▶ _Goal of the exercise_:
Sort through the data and copy the lines holding the word "every".

Stored data entries
######

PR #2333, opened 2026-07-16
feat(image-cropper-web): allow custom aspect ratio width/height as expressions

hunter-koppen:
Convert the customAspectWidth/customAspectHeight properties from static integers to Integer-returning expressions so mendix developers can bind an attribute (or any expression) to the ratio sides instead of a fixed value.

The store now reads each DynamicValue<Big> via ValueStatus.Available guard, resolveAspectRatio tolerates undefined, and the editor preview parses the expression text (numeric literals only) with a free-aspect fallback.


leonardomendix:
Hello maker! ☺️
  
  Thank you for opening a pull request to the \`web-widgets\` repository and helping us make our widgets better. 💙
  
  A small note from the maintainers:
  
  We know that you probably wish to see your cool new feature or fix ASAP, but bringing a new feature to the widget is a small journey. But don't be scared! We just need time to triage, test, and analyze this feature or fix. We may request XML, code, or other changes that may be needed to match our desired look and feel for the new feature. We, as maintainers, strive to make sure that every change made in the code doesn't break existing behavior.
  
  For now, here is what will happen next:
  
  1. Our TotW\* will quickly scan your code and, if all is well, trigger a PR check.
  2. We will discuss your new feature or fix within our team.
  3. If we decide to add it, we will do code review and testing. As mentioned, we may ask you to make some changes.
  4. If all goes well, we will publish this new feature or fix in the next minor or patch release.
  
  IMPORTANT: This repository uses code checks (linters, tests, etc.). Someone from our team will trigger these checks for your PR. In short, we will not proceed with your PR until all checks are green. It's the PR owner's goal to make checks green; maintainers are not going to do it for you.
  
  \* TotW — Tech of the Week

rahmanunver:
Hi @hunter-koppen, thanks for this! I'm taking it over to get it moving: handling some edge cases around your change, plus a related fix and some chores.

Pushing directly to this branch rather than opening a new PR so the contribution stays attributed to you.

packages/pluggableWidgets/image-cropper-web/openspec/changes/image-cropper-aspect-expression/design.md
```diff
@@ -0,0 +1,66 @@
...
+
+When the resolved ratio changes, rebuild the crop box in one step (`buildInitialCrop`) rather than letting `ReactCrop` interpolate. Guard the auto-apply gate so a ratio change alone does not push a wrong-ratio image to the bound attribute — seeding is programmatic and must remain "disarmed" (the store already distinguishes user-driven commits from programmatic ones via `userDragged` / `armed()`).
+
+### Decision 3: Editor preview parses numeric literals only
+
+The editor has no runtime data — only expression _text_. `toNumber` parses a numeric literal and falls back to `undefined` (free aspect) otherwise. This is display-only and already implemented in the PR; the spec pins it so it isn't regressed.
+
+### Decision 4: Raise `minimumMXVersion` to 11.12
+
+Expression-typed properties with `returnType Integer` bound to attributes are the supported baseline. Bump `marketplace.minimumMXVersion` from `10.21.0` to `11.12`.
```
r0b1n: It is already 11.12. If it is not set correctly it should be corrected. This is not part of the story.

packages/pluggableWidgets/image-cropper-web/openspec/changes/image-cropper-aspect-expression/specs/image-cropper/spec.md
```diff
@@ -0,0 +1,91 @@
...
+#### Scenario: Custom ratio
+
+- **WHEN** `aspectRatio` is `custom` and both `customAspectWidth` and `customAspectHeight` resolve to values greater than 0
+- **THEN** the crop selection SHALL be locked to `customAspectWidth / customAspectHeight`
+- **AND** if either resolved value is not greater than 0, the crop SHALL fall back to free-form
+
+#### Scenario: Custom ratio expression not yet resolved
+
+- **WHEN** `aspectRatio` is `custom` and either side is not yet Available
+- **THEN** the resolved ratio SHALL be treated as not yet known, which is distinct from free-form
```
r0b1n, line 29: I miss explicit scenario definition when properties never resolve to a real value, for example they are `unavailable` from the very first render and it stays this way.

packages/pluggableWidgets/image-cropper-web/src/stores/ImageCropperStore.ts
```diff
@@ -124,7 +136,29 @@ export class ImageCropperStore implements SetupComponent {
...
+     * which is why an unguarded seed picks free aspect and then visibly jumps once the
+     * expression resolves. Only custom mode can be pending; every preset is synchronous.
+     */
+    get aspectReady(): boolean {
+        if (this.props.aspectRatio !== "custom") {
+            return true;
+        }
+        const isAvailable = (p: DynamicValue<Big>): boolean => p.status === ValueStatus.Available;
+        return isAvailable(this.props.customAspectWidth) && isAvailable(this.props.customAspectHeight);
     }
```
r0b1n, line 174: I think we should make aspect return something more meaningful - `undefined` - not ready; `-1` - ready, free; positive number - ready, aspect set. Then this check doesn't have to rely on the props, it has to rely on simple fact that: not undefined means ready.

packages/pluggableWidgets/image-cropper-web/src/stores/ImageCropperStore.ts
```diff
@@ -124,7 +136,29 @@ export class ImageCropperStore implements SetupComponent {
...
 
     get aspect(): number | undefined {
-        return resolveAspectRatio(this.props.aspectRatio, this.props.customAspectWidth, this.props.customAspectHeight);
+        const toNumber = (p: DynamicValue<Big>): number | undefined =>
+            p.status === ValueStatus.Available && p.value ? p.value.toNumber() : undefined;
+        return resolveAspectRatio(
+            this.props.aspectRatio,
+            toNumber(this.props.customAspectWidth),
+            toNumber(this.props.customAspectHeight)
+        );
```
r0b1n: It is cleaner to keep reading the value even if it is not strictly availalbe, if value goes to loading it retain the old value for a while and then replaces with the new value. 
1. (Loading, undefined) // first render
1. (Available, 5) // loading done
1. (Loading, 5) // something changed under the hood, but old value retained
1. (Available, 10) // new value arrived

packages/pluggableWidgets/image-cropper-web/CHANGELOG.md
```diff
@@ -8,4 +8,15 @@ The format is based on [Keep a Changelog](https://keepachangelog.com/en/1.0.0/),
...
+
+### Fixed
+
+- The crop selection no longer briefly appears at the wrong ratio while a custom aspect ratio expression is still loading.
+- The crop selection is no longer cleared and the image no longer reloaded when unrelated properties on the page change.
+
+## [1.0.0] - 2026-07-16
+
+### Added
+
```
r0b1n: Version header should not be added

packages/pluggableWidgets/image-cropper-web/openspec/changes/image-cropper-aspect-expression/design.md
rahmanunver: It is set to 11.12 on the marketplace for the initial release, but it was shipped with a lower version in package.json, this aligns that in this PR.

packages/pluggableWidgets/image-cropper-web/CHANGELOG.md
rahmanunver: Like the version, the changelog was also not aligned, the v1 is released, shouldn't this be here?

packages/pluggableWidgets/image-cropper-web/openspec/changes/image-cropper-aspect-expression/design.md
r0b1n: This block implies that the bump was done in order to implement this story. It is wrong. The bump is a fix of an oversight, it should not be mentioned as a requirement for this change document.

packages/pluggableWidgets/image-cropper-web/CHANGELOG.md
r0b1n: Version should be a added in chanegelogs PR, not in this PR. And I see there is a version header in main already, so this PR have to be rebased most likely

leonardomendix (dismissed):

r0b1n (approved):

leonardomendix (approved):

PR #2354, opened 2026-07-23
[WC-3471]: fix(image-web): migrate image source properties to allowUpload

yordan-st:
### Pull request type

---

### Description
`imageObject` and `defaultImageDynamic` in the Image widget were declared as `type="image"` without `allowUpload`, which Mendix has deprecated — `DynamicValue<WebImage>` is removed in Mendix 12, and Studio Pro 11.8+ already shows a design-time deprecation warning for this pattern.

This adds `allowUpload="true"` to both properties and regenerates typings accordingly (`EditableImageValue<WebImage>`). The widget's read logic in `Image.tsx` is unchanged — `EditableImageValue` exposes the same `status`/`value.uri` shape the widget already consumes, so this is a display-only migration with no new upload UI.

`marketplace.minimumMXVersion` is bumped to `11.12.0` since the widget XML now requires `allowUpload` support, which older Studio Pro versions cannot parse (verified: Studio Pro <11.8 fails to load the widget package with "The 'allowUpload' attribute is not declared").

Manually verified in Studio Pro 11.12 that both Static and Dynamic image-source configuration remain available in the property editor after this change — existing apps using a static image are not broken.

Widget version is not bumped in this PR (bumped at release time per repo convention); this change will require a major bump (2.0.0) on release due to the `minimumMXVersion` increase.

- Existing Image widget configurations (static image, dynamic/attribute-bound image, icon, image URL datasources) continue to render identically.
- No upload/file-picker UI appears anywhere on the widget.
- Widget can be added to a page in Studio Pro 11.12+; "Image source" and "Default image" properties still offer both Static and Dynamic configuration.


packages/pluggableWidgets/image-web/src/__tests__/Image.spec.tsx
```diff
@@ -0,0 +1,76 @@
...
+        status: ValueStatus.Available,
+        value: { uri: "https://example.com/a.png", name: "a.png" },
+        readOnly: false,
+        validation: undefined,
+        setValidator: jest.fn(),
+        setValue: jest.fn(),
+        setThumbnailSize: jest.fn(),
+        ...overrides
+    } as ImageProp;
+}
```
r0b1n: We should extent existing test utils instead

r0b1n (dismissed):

######

▶ _Task output_:
  We know that you probably wish to see your cool new feature or fix ASAP, but bringing a new feature to the widget is a small journey. But don't be scared! We just need time to triage, test, and analyze this feature or fix. We may request XML, code, or other changes that may be needed to match our desired look and feel for the new feature. We, as maintainers, strive to make sure that every change made in the code doesn't break existing behavior.
+     * expression resolves. Only custom mode can be pending; every preset is synchronous.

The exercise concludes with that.